General Overviews of Reliability
The literature on psychometrics, reliability, and testing has many summaries of reliability and related issues. Broad overviews can be found in numerous writings, including refereed journals and book chapters. One of the important broad overview works in test theory is the professional standards for educational and psychological testing, which were developed under the joint leadership of three professional organizations (American Educational Research Association, American Psychological Association, and National Council on Measurement in Education). The fourth edition of the professional standards is American Educational Research Association, et al. 2014. The standards focus on multiple technical properties of assessments but identify validity, reliability, and fairness in the three foundational chapters. Historical changes in assessment and the methods and theories for assessing reliability can be seen through the three prior editions of the professional standards (1974, 1985, 1999). Several overviews are available that include technical, detailed treatments of reliability. Brennan 2001 provides an overview of reliability that emphasizes the historical development of reliability and includes a discussion of multiple ways of defining reliability that range from an emphasis on errors of measurement to replication of the assessment. Detailed and comprehensive overviews of reliability can also be found in Feldt and Brennan 1989 and Haertel 2006. In contrast to the technical overviews, a simple overview of reliability and validity for classroom teachers, who are one of the primary users of assessments, in presented in Miller, et al. 2013.
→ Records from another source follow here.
PR #1919, opened 2021-02-01
PDF layout: Allow to show photos from questions

raphaelm:
also needs support in
- [x] pretixpos
- [x] libpretixsync scanning online
- [x] libpretixsync scanning offline
- [x] pretixscan android
  - [x] take
  - [x] print
- [ ] pretixscan desktop
  - [ ] take
  - [ ] print
- [ ] pretixscan proxy support?
- [x] pretixprint

### DIFF
--- a/doc/api/resources/orders.rst
+++ b/doc/api/resources/orders.rst
@@ -220,7 +220,7 @@ downloads                             list of objects            List of ticket 
 └ url                                 string                     Download URL
 answers                               list of objects            Answers to user-defined questions
 ├ question                            integer                    Internal ID of the answered question
-├ answer                              string                     Text representation of the answer
+├ answer                              string                     Text representation of the answer (URL if answer is a file)
 ├ question_identifier                 string                     The question's ``identifier`` field
 ├ options                             list of integers           Internal IDs of selected option(s)s (only for choice types)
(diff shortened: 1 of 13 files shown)


pc-coholic (commented):
LGTM - but didn't test yet against apps.

Tiny room for improvement:
- Image-Preview in PDF-editor shows 'question_{identifier}' as a placeholder. I would love to have the actual question name there - perhaps output the internal ID in addition?
- I am aware that there is a very specific use case for this feature and that our apps will take care of the following... But there will be people asking for the pictures already during signup - and the upload-form will just accept any file. Not looking for a full-blown picture editor - but perhaps an advanced option to limit the upload to image files could be an idea that doesn't involve having a dedicated "image-upload"-question type.

raphaelm:
>Image-Preview in PDF-editor shows 'question_{identifier}' as a placeholder. I would love to have the actual question name there - perhaps output the internal ID in addition?

Yeah :( I'll leave that as an exercise for later, I think :D

> I am aware that there is a very specific use case for this feature and that our apps will take care of the following... But there will be people asking for the pictures already during signup - and the upload-form will just accept any file. Not looking for a full-blown picture editor - but perhaps an advanced option to limit the upload to image files could be an idea that doesn't involve having a dedicated "image-upload"-question type.

Yep, I already have that on my mind as well! But I think it warrants its own PR.

PR #1922, opened 2021-02-05
Add more features to custom meta properties

raphaelm:
- allow to restrict to org-admins
- allow to restrict allowed values
- allow to set properties as required to release event


pc-coholic (commented):
- Converting an existing property to a list-selectable one will:
  - Still output the old value on the API
  - Not cause a `live_issue`
  - Be cleared if saving the settings form without setting a new, approved value
- Same as before, but setting the default-value to one that is not on the approved list:
  - Will display the default value in the UI
  - Will not output this default value on the API
  - Actually: Setting a default value will not output anything on the API unless it is != the default value. But I guess that is by design and reflects existing behaviour.
- Manually editing the DropDown to include an arbitrary value will result in a validation error with corresponding "look below"-message. However, the expected `'Meta data property \'{name}\' does not allow value \'{value}\'` is not displayed inline.

raphaelm:
>Converting an existing property to a list-selectable one will:
> Still output the old value on the API
> Not cause a live_issue
> Be cleared if saving the settings form without setting a new, approved value

I think this is acceptable.

> Same as before, but setting the default-value to one that is not on the approved list:
> Will display the default value in the UI

This will be fixed.

> Will not output this default value on the API
> Actually: Setting a default value will not output anything on the API unless it is != the default value. But I guess that is by design and reflects existing behaviour.

This is intentional

> Manually editing the DropDown to include an arbitrary value will result in a validation error with corresponding "look below"-message. However, the expected 'Meta data property \'{name}\' does not allow value \'{value}\' is not displayed inline.

Will be fixed

PR #1923, opened 2021-02-11
[a11y] Add text "required" to label of required inputs

wiffbi:
As the * is added via CSS-content, which is not visible to screen readers, and also is mainly a visual indicator, that when read aloud is distracting, I added the text „required“ to the label of required inputs in presale-checkout.

See here for reasoning: https://www.a11y-101.com/development/required

Copied and adapted from src/pretix/control/forms/renderers.py

### DIFF
--- a/src/pretix/presale/forms/renderers.py
+++ b/src/pretix/presale/forms/renderers.py
@@ -1,5 +1,38 @@
 from bootstrap3.renderers import FieldRenderer
+from bootstrap3.text import text_value
 from bootstrap3.utils import add_css_class
+from django.forms import CheckboxInput
+from django.forms.utils import flatatt
+from django.utils.html import format_html
+from django.utils.safestring import mark_safe
+from django.utils.translation import pgettext
+
+
+def render_label(content, label_for=None, label_class=None, label_title='', optional=False):
+    """
+    Render a label with content
+    """
+    attrs = {}
+    if label_for:
+        attrs['for'] = label_for
+    if label_class:
+        attrs['class'] = label_class
+    if label_title:
+        attrs['title'] = label_title
+
+    if text_value(content) == '&#160;':
+        # Empty label, e.g. checkbox
+        attrs.setdefault('class', '')
+        attrs['class'] += ' label-empty'
+
+    builder = '<{tag}{attrs}>{content}{opt}</{tag}>'
+    return format_html(
+        builder,
+        tag='label',
+        attrs=mark_safe(flatatt(attrs)) if attrs else '',
+        opt=mark_safe(' <i class="sr-only">{}</i>'.format(pgettext('form', 'required'))) if not optional else '',
+        content=text_value(content),
+    )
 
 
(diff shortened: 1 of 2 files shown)


src/pretix/presale/forms/renderers.py
```diff
@@ -1,5 +1,38 @@
...
+        # Empty label, e.g. checkbox
+        attrs.setdefault('class', '')
+        attrs['class'] += ' label-empty'
+
+    builder = '<{tag}{attrs}>{content}{opt}</{tag}>'
+    return format_html(
+        builder,
+        tag='label',
+        attrs=mark_safe(flatatt(attrs)) if attrs else '',
+        opt=mark_safe('<i class="sr-only"> {}</i>'.format(pgettext('form', 'required'))) if not optional else '',
```
raphaelm, line 33: Would a screen reader read "ZIP code (required)" differently than "ZIP code required"? When reading, it makes a difference and the () would be more appropriate – but when listening it's probably to fast to hear an actual difference even if the screen reader would put in a longer break?

src/pretix/presale/forms/renderers.py
```diff
@@ -1,5 +1,38 @@
...
+        attrs['for'] = label_for
+    if label_class:
+        attrs['class'] = label_class
+    if label_title:
+        attrs['title'] = label_title
+
+    if text_value(content) == '&#160;':
+        # Empty label, e.g. checkbox
+        attrs.setdefault('class', '')
+        attrs['class'] += ' label-empty'
```
raphaelm, line 26: The checkbox case is probably one we need to handle differently, a label of just "required" probably doesn't make a lot of sense?

src/pretix/presale/forms/renderers.py
wiffbi: AFAIK the „()“ will be read out as „parenthesis“, which would sound rather odd. That’s why it uses an i-element, which should change the voice, so it is clear, that „required“ is an instruction and not part of the label.

raphaelm: Perfect, disrecard my comment then

src/pretix/presale/forms/renderers.py
wiffbi: No, but an empty label is wrong anyways. Will look into this. Do you have any examples where I can find such a checkbox with an empty label?

raphaelm: The checkbox will have another, non empty label.

You can probably construct this in the frontend by just adding a question of type Yes/No.

wiffbi: Ah, I see – I had a Yes/no-Question, but it was not required. I will look into this.

wiffbi: Fixed. I added "required" to the  checkbox-label (when inside `put_inside_label`) as well as removed it from the overall-label for checkboxes, when it is empty (which it usually is)

PR #1931, opened 2021-02-18
add bulk selection by click and drag over table rows

wiffbi:
The implementation is currently a bit fiddly as I assigned the trigger to start the drag-selection on the td:first-child, which contains the checkbox and is not that much bigger than the checkbox itself. So basically one has to click the checkbox and start dragging up or down. Once you drag, you can move freely as long as you stay over the table it selects the next records/rows. We probably should extend the hit-area or at least make the td:first-child change the cursor to something meaningful/different – maybe `cursor: cell;`. Or even better put a `<label>` around each checkbox, which brings the opportunity for aria-label as well as a bigger hit-area without JavaScript!

In Firefox, if you click a checkbox, it changes state once you release it. I did not change this behavior, which makes drag-selection a bit weird in the first moment. But IMHO not so bad, that we should change the standard-behavior of the checkbox.


raphaelm:
I like it. Unfortunately, the changes in main.js do conflict with the mreged changes from the bulk-edit branch more than expected. Sorry about that, could you look at this?

wiffbi:
> I like it. Unfortunately, the changes in main.js do conflict with the mreged changes from the bulk-edit branch more than expected. Sorry about that, could you look at this?

Fixed. The .warning class to highlight selected rows interferes with the .table-select-all row, so I removed .warning for selected rows. Result is actually not that bad – as in not that visually cluttered.

PR #1985, opened 2021-03-01
Web-based check-in interface

raphaelm:
- [x] list selection
- [x] entry vs exit
- [x] search
  - [ ] search by question value
  - [x] filter by custom logic
- [x] scan without search
- [x] perform checkin
- [x] implement unpaid dialog
- [x] implement questions dialog
- [x] require attention
- [ ] ~play sounds~
- [x] show stats / "currently inside"
- [x] Add new permission
- [x] link to interface in UI


pc-coholic (changes requested):
- [ ] File Upload questions display only a String Input field and cannot be skipped.
- [ ] Search Input Field does not take focus on idle. Might be useful, since people will keep changing windows.
- [ ] Search input will not clear after pressing enter. Scanning multiple tickets in quick succession will only append them one after another, not checking in the subsequent ones. Perhaps displaying the scanned/confirmed (== pressed Enter) value separately?
- [ ] There is no way to return to the CheckIn overview-page, unless waiting for the timeout, actively emptying the searchbar or reloading the page. Add a button to clear the input and go home?
- [ ] I would have expected the screen to be navigable through key inputs... Typing anything -> Searchbar (or input modal if open). Up/Down to highlight a result. Enter to check it in/Submit the typed data.

raphaelm:
> File Upload questions display only a String Input field and cannot be skipped.

Unsupported on purpose for now, but I can make if ail more loudly.

> Search Input Field does not take focus on idle. Might be useful, since people will keep changing windows.

Have you noticed it will auto-focus as soon as you perform a keystroke anywhere in the tab? :) I hope that's good enough.

> Search input will not clear after pressing enter. Scanning multiple tickets in quick succession will only append them one after another, not checking in the subsequent ones. Perhaps displaying the scanned/confirmed (== pressed Enter) value separately?

Clearing has the issue that you can't modify your search query to refine it, but you need to start typing from scratch. If you start typing somewhere without any focus ("scan the next code") it should override the current content of the field-

> There is no way to return to the CheckIn overview-page, unless waiting for the timeout, actively emptying the searchbar or reloading the page. Add a button to clear the input and go home?

Good point.

>  I would have expected the screen to be navigable through key inputs... Typing anything -> Searchbar (or input modal if open). Up/Down to highlight a result. Enter to check it in/Submit the typed data.

Most of that should already work, I'll look more closely again.

pc-coholic:
> > Search Input Field does not take focus on idle. Might be useful, since people will keep changing windows.
> 
> Have you noticed it will auto-focus as soon as you perform a keystroke anywhere in the tab? :) I hope that's good enough.

I did indeed not...

> > Search input will not clear after pressing enter. Scanning multiple tickets in quick succession will only append them one after another, not checking in the subsequent ones. Perhaps displaying the scanned/confirmed (== pressed Enter) value separately?
> 
> Clearing has the issue that you can't modify your search query to refine it, but you need to start typing from scratch. If you start typing somewhere without any focus ("scan the next code") it should override the current content of the field-

I just tried scanning two barcodes back to back and ran into the issue of it getting appended, sorry.

> > I would have expected the screen to be navigable through key inputs... Typing anything -> Searchbar (or input modal if open). Up/Down to highlight a result. Enter to check it in/Submit the typed data.
> 
> Most of that should already work, I'll look more closely again.

It is actually working - I think my test might have gone somehow wrong, because I had the devtools open.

American Educational Research Association, American Psychological Association, and National Council on Measurement in Education. 2014. Standards for educational and psychological testing. 4th ed. Washington, DC: American Educational Research Association.
Professional organizations in education and psychology provide the 4th edition of professional standards on testing. The reliability chapter includes definitions and standards for using reliability in assessment practices, which represent a consensus view of professionals in testing. The eight clusters of standards are specifications for replication of the testing procedure, evaluating reliability/precision, reliability/generalizability coefficients, factors affecting reliability/precision, standard errors of measurement, decision consistency, reliability/precision of group means, and documenting reliability/precision.
Brennan, R. L. 2001. An essay on the history and future of reliability from the perspective of replications. Journal of Educational Measurement 38:295–317.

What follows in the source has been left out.